Work to be completed → Tally how many lines in this material contain the word "github", and reply only with the count.
****
Issue #3858, opened 2022-11-30
Allow for multiple delegates per Token Account


jamesrp13:
**Problem:** At present, there can only be one delegate per Token Account. This means that any delegation to a program that will perform ongoing or future actions on behalf of a user will likely be interrupted by users interacting with a separate program that also requires delegation. 

**Solution:** My preferred solution would be to add this to the Token Program itself, but that seems unlikely for the program that is live given that it would require changes to account structures. The next best solution is probably a separate program (like the ATA program) that becomes the new standard through which delegation is performed. This program would handle delegate approvals and would itself be the single delegate for all token accounts moving forward. It would then be responsible for routing delegation functions properly.

**Use cases:** While we certainly should be smart about how we use delegation, there are plenty of cases where delegation is what provides for the best end user experience. The primary example I can think of is for subscription payments. Without delegation, this can only happen via some sort of escrow pattern or making users manually transfer funds at each subscription interval. That would suck.

Idk what else we should put in here, but let's at least get the conversation started.

jamesrp13:
It appears @mfrager has made something along these lines already: https://github.com/atellix/token-delegate

Curious what others think of it

mfrager:
If people want to use this program as well, I will make it immutable for security purposes. Any feedback is very welcome! Thanks.

jamesrp13:
Thanks @mfrager! It may be a good interim step to having a more formal multi-delegate pattern integrated into the token program or at a minimum made part of the SPL

dankelleher:
Isn't delegating to a PDA owned by a 1-of-n multisig program a more composable solution? This program would not need to be specific to SPL-Token, but would handle any comparable use case.

I'm thinking along the lines of the [cryptid](https://github.com/identity-com/cryptid) model:

1. define a set of linked addresses (your multi-delegates)
2. set the token account delegate to an account abstraction PDA based on that set
3. transactions from one of the delegates would go through the account abstraction program to check the delegate is in the list

Upsides:

- More composable - the delegation logic would be encapsulated in the account abstraction
- More powerful - you could add rules governing delegates to the account abstraction program (e.g. delegate A may spend up to X tokens)
- More flexible - use the same account abstraction on other programs

Downsides:
- Tx compute/size overhead of piping through the account abstraction program
- More complexity on the client side

mfrager:
I’m not sure the previous reply understands exactly the problem to be solved.

[...]

PR #3859, opened 2022-12-01
Multi delegate program draft

Arrowana:
Added some thoughts into a proposal and wrote a draft of the program process_instruction

it is loose but i don't want to over constrain with checks until the design looks sound.

### DIFF
--- a/Cargo.lock
+++ b/Cargo.lock
@@ -6134,6 +6134,19 @@ dependencies = [
 ]
 
 [[package]]
+name = "spl-multi-delegate"
+version = "0.0.1"
+dependencies = [
+ "assert_matches",
+ "borsh",
+ "num-derive",
+ "num-traits",
+ "solana-program",
+ "spl-token 3.5.0",
+ "thiserror",
+]
+
+[[package]]
 name = "spl-name-service"
 version = "0.2.0"
 dependencies = [
--- a/Cargo.toml
+++ b/Cargo.toml
@@ -43,6 +43,8 @@ members = [
   "utils/cgen",
   "utils/test-client",
   "token-lending/flash_loan_receiver",
+  "token-multi-delegate/program",
+  #"token-multi-delegate/program-test",
 ]
 exclude = [
   "farms/farm-client",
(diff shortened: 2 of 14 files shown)


jamesrp13:
@Arrowana thanks for putting this together. My concern about multi-delegation happening in a separate program from the token program is the attack vector (or just inconvenience) of undercutting existing delegates by reassigning the underlying single delegate on a token account. 

E.g. a user has 5 delegates approved for a USDC account, then they submit a transaction to another program with the intent of adding it as a 6th delegate in the same USDC account. What they don't realize is that this program doesn't use the same multi-delegate program and instead sets the delegate on the token account itself, thereby removing the connection with the multi-delegate program and effectively removing the first 5 delegates.

I personally think the addition of something to the Token Program itself to avoid this possibility is worth not putting the onus onto the end user to know that there are various approaches to token delegation and choosing programs according to which they want.

That being said, I'm curious how this fits into what you've designed, if you have suggestions for mitigating the problem I mentioned above, etc.

Arrowana:
Having it in spl was one way to share a way of doing it for everyone.

There are definitely some issues that could be eliminated if it was directly in the token program:
- Re-approving PDA "reapproves" all the previous delegates
- Approving something else once shortcircuits the multi delegate
- Looks like another token transfer with the delegate signing without extra accounts

But i don't think the trivial relationship between delegate and a token transfer (same for owner or delegate) has to/can go away so it feels like those issues will remain.

The token transfer will need the multi delegate account and the underlying delegate, or were you thinking on storing all the delegates under the token account itself?

jamesrp13:
I don't have any issue storing the multi-delegate in a separate program. The only thing I'm not loving about having a separate program is how easy it is to short-circuit the multi-delegate (E.g. user simply interacting with a program that adds itself as the token program delegate directly rather than using the multi-delegate program). 

I would absolutely love to find a solution for that.

jamesrp13:
Noting that issue #3858 has some discussion going on about this

nickgarfield:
****
Reply → 2